▸ Problem statement
Which lines in the records below contain the word "shown"? Copy each one out.

──────────────────────────────

PR #5688, opened 2017-10-26
Weather - Properly sync overcast value

ulteq:
* Makes sure that all clients share the same (numeric) overcast value
* Only affects the barometric pressure calculation
* Does not affect the actual weather on the clients

Avoids barometric pressure synchronization issues between clients due to overcast drift.

Reference: https://cuel.github.io/

### DIFF
--- a/addons/weather/XEH_postInit.sqf
+++ b/addons/weather/XEH_postInit.sqf
@@ -11,13 +11,14 @@ GVAR(wind_period_start_time) = CBA_missionTime;
 if (!isServer) then {
     "ACE_MISC_PARAMS" addPublicVariableEventHandler {
         TRACE_1("MISC PARAMS PVEH",ACE_MISC_PARAMS);
+        GVAR(currentOvercast) = (ACE_MISC_PARAMS select 0);
         if (GVAR(syncMisc)) then {
-            30 setRainbow    (ACE_MISC_PARAMS select 0);
-            30 setFog        (ACE_MISC_PARAMS select 1);
+            30 setRainbow    (ACE_MISC_PARAMS select 1);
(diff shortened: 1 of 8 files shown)


addons/weather/XEH_postInit.sqf
```diff
@@ -11,13 +11,14 @@ GVAR(wind_period_start_time) = CBA_missionTime;
 if (!isServer) then {
     "ACE_MISC_PARAMS" addPublicVariableEventHandler {
         TRACE_1("MISC PARAMS PVEH",ACE_MISC_PARAMS);
+        GVAR(currentOvercast) = (ACE_MISC_PARAMS select 0);
```
jonpas: I don't know why there are `()` on the right side in the rest of the params, but they are really pointless.

ulteq: We can fix it in the following cleanup PRs.

PabstMirror: This only runs on non server's
So GVAR(currentOvercast) is always 0 on server?

PabstMirror:
imho, instead of syncing with a pub variable "event" in ACE_MISC_PARAMS 
we should just do `missionNamespace setVariable ["ace_weather_overcast", overcast, true]`
skip the need for any sqf to run on the clients

ulteq:
Yes, I'm going to remove those public event handlers entirely in the following cleanup pull request.

addons/weather/XEH_postInit.sqf
ulteq: The server never uses:
```GVAR(currentTemperature), GVAR(currentHumidity) and GVAR(currentOvercast)```

PR #5689, opened 2017-10-26
AB - Revert default simulation interval

ulteq:
* Point of impact shifts measurably (at long ranges) if we skip frames in our velocity update routine
* New players might never touch the config and suffer from less than perfect accuracy without knowing why
* Reverts: #4707

### DIFF
--- a/addons/advanced_ballistics/ACE_Settings.hpp
+++ b/addons/advanced_ballistics/ACE_Settings.hpp
@@ -69,7 +69,7 @@ class ACE_Settings {
         displayName = CSTRING(simulationInterval_DisplayName);
         description = CSTRING(simulationInterval_Description);
         typeName = "SCALAR";
-        value = 0.05;
+        value = 0.0;
     };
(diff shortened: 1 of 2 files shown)


PabstMirror:
0.05 = 20fps which all machines should be capable of hitting
Now that it's unlimited, more fps = more accuracy

Could consistency be better than accuracy here?

e.g.
Shooter has slow machine, spotter has fast
Before they still should have seen similar results

ulteq:
I guess that's a valid argument.

My last test at 2000 m showed the following results (worst case scenario):

AB (0.00): 0.20 Mil high at 60 FPS | 0.05 Mil high at 140 FPS
AB (0.05): 0.75 Mil high at 60 FPS | 0.70 Mil high at 140 FPS

So yes, there seems to be less POI shift with a simulation interval of `0.05`, even though the error is much higher.

I'll try to find another solution first.

ulteq:
Found a better solution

──────────────────────────────

▸ Answer
(diff shortened: 1 of 8 files shown)
(diff shortened: 1 of 2 files shown)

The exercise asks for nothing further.